Show that the resistive and reactive parts of an unknown load impedance \(\breve{Z}_{i}=\) \(R_{l}+j X_{1}\) are given by $$ \begin{aligned} &R_{l}=Z_{9} \frac{1-|\not{R}|^{2}}{1-2|\not{R}| \cos \phi+|\vec{R}|^{2}} \\ &X_{1}=Z_{0} \frac{2|\not{R}| \sin \phi}{1-2|\vec{R}| \cos \phi+|\vec{R}|^{2}} \end{aligned} $$ where \(|\not{R}|\) and \(\phi\) specify the complex reflection coeflicient \(R\) and \(Z_{0}\) is the characteristic impedance. Note: See Prob. 1.4.3.

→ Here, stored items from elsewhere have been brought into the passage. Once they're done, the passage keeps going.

PR #1005, opened 2022-09-16
[subscriber] convert to sequential approach

akichidis:
Given the recent issues we've seen I am converting the Subscriber to work in a sequential / head of line blocking approach. No attempt will be made to download the payload of the next certificate, unless we have finished downloading the preceding one. The assumption is that we are willing to sacrifice part of our performance for a more straightforward approach that will prevent us from monopolizing our resources especially in cases of stress.

The PR is also refactoring the recovery method to follow the same approach - comments have been added with the decisions. Also metrics have been introduced for better visibility.

### DIFF
--- a/executor/src/metrics.rs
+++ b/executor/src/metrics.rs
@@ -1,13 +1,19 @@
 // Copyright (c) 2022, Mysten Labs, Inc.
 // SPDX-License-Identifier: Apache-2.0
-use prometheus::{default_registry, register_int_gauge_with_registry, IntGauge, Registry};
+use prometheus::{
+    default_registry, register_histogram_with_registry, register_int_counter_with_registry,
+    register_int_gauge_with_registry, Histogram, IntCounter, IntGauge, Registry,
+};
 
 #[derive(Clone, Debug)]
 pub struct ExecutorMetrics {
     /// occupancy of the channel from the `Subscriber` to `Core`
     pub tx_executor: IntGauge,
-    /// Number of elements in the waiting (ready-to-deliver) list of subscriber
-    pub waiting_elements_subscriber: IntGauge,
+    /// Time it takes to download a payload on the Subscriber
+    pub subscriber_download_payload_latency: Histogram,
+    /// The number of certificates processed by Subscriber
+    /// during the recovery period to fetch their payloads.
+    pub subscriber_recovered_certificates_count: IntCounter,
 }
 
 impl ExecutorMetrics {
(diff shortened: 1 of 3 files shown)


executor/src/subscriber.rs
```diff
@@ -157,17 +187,29 @@ impl Subscriber {
     /// sequenced we will not quit this method until we have successfully
     /// fetched the payload.
     async fn wait_on_payload(
```
mwtian, line 189: It seems possible that parents of `certificate_id` may not exist in the certificate store, and this function triggers block waiter to fetch the parent certificates and the certificate itself as well, before fetching their payloads. If my understanding is correct, maybe we can update the function comment?

mwtian (commented):
Definitely worth a try to see if this stablize things. Hope we can have a way to reproduce issues in integration or unit test. For future work, do you think it will be worthwhile to make fetching certificates sequential, but allow parallelism for fetching payloads?

executor/src/subscriber.rs
asonnino: I don't think this is possible. Consensus would fail if we don't have all the ancestors of a certificate that we try to sequence. The role of the `certificate-waiter` is exactly to prevent that.

asonnino (approved):

executor/src/metrics.rs
```diff
@@ -19,12 +28,30 @@ impl ExecutorMetrics {
...
+                ],
                 registry
             )
             .unwrap(),
+            subscriber_recovered_certificates_count: register_int_counter_with_registry!(
+                "subscriber_recovered_certificates_count",
+                "The number of certificates processed by Subscriber during the recovery period to fetch their payloads",
+                registry
+            ).unwrap(),
+            subscriber_download_payload_attempts: register_histogram_with_registry!(
```
huitseeker, line 47: Nit: the name of the metric is `_retries` (i.e. attempts of order >1) and the documentation is attempts.

huitseeker (approved):
Thanks a lot @akichidis

executor/src/subscriber.rs
mwtian: I see. If the `GetBlock` message here never triggers causal completion (because the parents must already be in the certificate store), which logic triggers the causal completion?

mwtian: In `certificate waiter` I only see logic to wait for parents to become available, but not the logic to trigger fetching parents. Maybe I'm missing something ..

mwtian (approved):

huitseeker:
Actually @akichidis I think before merging this we should run benchmarks locally at least for 20, 40 and 60s

executor/src/subscriber.rs
akichidis: @mwtian if this is still unclear to you let's catch up offline, I can explain the process

mwtian: Great, thanks! We can discuss offline.

huitseeker:
Screen Shot 2022-09-24 at 12 21 18 PM

PR #1019, opened 2022-09-20
Fix `test_restore_from_disk`

mwtian:
After #976, it seems stopping a primary via test `Cluster` can take >= 2s to release the primary's port. If restarting the primary within 2s, there will be a port conflict.

I'm not sure if the delayed release of port is an expected behavior. For now, just mitigate the test failure with a longer wait (same as the wait in `test_read_causal_signed_certificates` below) between restarting the primary.


bmwill (approved):
Yeah the way the network is gracefully shutdown is by dropping all of the handles to it.

PR #1024, opened 2022-09-23
network: don't block on unreliable_send

bmwill:
Re-introduce the fix from #940 that was unintentionally reverted while migrating to anemo.

### DIFF
--- a/primary/src/block_remover.rs
+++ b/primary/src/block_remover.rs
@@ -557,7 +557,8 @@ impl BlockRemover {
             let message = PrimaryWorkerMessage::DeleteBatches(batch_ids.clone());
 
             // send the request
-            self.worker_network
+            let _ = self
+                .worker_network
                 .unreliable_send(worker_name.clone(), &message)
                 .await;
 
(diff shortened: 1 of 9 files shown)


primary/src/block_remover.rs
```diff
@@ -557,9 +557,9 @@ impl BlockRemover {
             let message = PrimaryWorkerMessage::DeleteBatches(batch_ids.clone());
 
             // send the request
-            self.worker_network
-                .unreliable_send(worker_name.clone(), &message)
-                .await;
+            let _ = self
```
aschran, line 560: what does the `let _ =` do? Asking mostly for my own edification :)

aschran (approved):

primary/src/block_remover.rs
bmwill: It immediately drops the response and in this case silences the warning well now get for ignoring a Result type (since most of these call sites don't presently care about the result anyway)

aschran: Cool makes sense! Didn't realize that without that it'd emit a warning

bmwill: you can annotate types with `#[must_use]` to have the compiler throw a warning if a type isn't used. its super helpful generally.

PR #1025, opened 2022-09-23
Add `narwhal-` prefix to narwhal package names

### LINKED ISSUE #757: [crates] rename Narwhal crates
We should rename the Narwhal crates to use the `narwhal_` prefix, which will allow fuzzy matching of all the Narwhal crates when tuning log levels.

mwtian:
Closes #757

This makes filtering by narwhal package names easier. Also if we place Narwhal packages along with other packages, we would like to have non-ambiguous package and matching directory names.

Adding `narwhal-` instead of `narwhal_` prefix to match the style in Sui.


primary/tests/integration_tests_validator_api.rs
```diff
@@ -1,11 +1,12 @@
-use arc_swap::ArcSwap;
 // Copyright (c) 2022, Mysten Labs, Inc.
 // SPDX-License-Identifier: Apache-2.0
+use arc_swap::ArcSwap;
```
kchalkias, line 3: Why do we need it in this PR?

kchalkias (approved):
Sounds reasonable to me. Thanks, and please ensure we update Sui accordingly if this is a breaking change.

consensus/Cargo.toml
```diff
@@ -19,13 +19,13 @@ thiserror = "1.0.35"
...
 fastcrypto = "0.1.2"
-crypto = { path = "../crypto" }
-storage = { path = "../storage" }
-dag = { path = "../dag" }
+crypto = { path = "../crypto", package = "narwhal-crypto" }
+storage = { path = "../storage", package = "narwhal-storage" }
+dag = { path = "../dag", package = "narwhal-dag" }
 prometheus = "0.13.2"
-types = { path = "../types" }
+types = { path = "../types", package = "narwhal-types" }
```
bmwill, line 28: my preference would be to probably import the crates with the name being "narwhal-*" instead of renaming them to "*" as we're doing in this case but i suppose that would result in quite a bit more churn atm

mwtian: Yeah the churn will be larger if we do this additional renaming. It can be a separate change in future.

mwtian:
> Sounds reasonable to me. Thanks, and please ensure we update Sui accordingly if this is a breaking change.

Yes Sui will be updated.

akichidis (commented):
Thanks @mwtian for this!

Question: Show that the resistive and reactive parts of an unknown load impedance \(\breve{Z}_{i}=\) \(R_{l}+jX_{1}\) can be given by the following expressions: $$R_l=\frac{Z_0\frac{1-|\not{R}|^{2}}{1-2|\not{R}| \cos \phi+|\vec{R}|^{2}}}$$ $$X_1=Z_0 \frac{2|\not{R}| \sin \phi}{1-2|\vec{R}| \cos \phi+|\vec{R}|^{2}}$$ where \(|\not{R}|\) is the reflection coefficient and \(\phi\) is its phase, and \(Z_0\) is the characteristic impedance. Answer: To show the resistive and reactive parts of an unknown load impedance depends upon the given expressions, follow four steps: 1. Understand the meaning of the reflection coefficient and its relationship with impedances: \(|\not{R}|=\frac{\breve{Z}_i-Z_0}{\breve{Z}_i+Z_0}\). 2. Rewrite the unknown load impedance as \(\breve{Z}_{i}=Z_0(1+R)\), where R is the normalized impedance, and substitute this into the reflection coefficient equation. 3. Derive the expression for \(R_l = \frac{Z_0\frac{1-|\not{R}|^{2}}{1-2|\not{R}| \cos \phi+|\vec{R}|^{2}}}\) using the obtained relationship. 4. Derive the expression for \(X_1 = Z_0 \frac{2|\not{R}| \sin \phi}{1-2|\vec{R}| \cos \phi+|\vec{R}|^{2}}\) in a similar manner. By following these steps, we can demonstrate that the resistive and reactive parts of an unknown load impedance \(\breve{Z}_{i}=\) \(R_{l}+jX_{1}\) are indeed given by the provided expressions.